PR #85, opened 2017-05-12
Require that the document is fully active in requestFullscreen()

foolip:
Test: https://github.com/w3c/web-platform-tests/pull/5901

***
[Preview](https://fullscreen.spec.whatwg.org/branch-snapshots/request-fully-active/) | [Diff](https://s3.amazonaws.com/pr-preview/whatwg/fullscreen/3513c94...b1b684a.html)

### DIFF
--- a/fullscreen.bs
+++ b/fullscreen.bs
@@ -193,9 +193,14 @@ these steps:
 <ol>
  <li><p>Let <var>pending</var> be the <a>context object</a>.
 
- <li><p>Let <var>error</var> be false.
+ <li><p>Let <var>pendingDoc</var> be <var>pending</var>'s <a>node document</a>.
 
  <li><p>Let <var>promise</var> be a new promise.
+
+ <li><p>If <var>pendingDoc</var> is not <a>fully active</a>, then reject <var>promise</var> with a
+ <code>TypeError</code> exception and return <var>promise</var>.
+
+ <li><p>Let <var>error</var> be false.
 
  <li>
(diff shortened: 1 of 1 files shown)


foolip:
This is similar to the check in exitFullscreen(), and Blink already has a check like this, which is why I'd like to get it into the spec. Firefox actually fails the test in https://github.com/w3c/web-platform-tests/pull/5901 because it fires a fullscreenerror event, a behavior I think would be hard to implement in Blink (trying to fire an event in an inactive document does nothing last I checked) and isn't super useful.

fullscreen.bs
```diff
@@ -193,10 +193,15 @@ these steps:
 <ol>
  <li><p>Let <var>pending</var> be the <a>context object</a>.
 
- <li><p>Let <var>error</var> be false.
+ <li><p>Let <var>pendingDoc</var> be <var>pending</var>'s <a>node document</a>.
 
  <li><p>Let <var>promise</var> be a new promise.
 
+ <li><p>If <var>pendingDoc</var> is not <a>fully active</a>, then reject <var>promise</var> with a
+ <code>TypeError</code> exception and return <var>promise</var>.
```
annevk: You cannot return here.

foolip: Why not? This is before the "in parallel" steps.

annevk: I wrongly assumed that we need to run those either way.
++++++++++
■ WORK REQUEST: Each line of the data is to be written out again exactly.

■ EXERCISE SOLUTION:
PR #85, opened 2017-05-12
Require that the document is fully active in requestFullscreen()

foolip:
Test: https://github.com/w3c/web-platform-tests/pull/5901

***
[Preview](https://fullscreen.spec.whatwg.org/branch-snapshots/request-fully-active/) | [Diff](https://s3.amazonaws.com/pr-preview/whatwg/fullscreen/3513c94...b1b684a.html)

### DIFF
--- a/fullscreen.bs
+++ b/fullscreen.bs
@@ -193,9 +193,14 @@ these steps:
 <ol>
  <li><p>Let <var>pending</var> be the <a>context object</a>.
 
- <li><p>Let <var>error</var> be false.
+ <li><p>Let <var>pendingDoc</var> be <var>pending</var>'s <a>node document</a>.
 
  <li><p>Let <var>promise</var> be a new promise.
+
+ <li><p>If <var>pendingDoc</var> is not <a>fully active</a>, then reject <var>promise</var> with a
+ <code>TypeError</code> exception and return <var>promise</var>.
+
+ <li><p>Let <var>error</var> be false.
 
  <li>
(diff shortened: 1 of 1 files shown)


foolip:
This is similar to the check in exitFullscreen(), and Blink already has a check like this, which is why I'd like to get it into the spec. Firefox actually fails the test in https://github.com/w3c/web-platform-tests/pull/5901 because it fires a fullscreenerror event, a behavior I think would be hard to implement in Blink (trying to fire an event in an inactive document does nothing last I checked) and isn't super useful.

fullscreen.bs
```diff
@@ -193,10 +193,15 @@ these steps:
 <ol>
  <li><p>Let <var>pending</var> be the <a>context object</a>.
 
- <li><p>Let <var>error</var> be false.
+ <li><p>Let <var>pendingDoc</var> be <var>pending</var>'s <a>node document</a>.
 
  <li><p>Let <var>promise</var> be a new promise.
 
+ <li><p>If <var>pendingDoc</var> is not <a>fully active</a>, then reject <var>promise</var> with a
+ <code>TypeError</code> exception and return <var>promise</var>.
```
annevk: You cannot return here.

foolip: Why not? This is before the "in parallel" steps.

annevk: I wrongly assumed that we need to run those either way.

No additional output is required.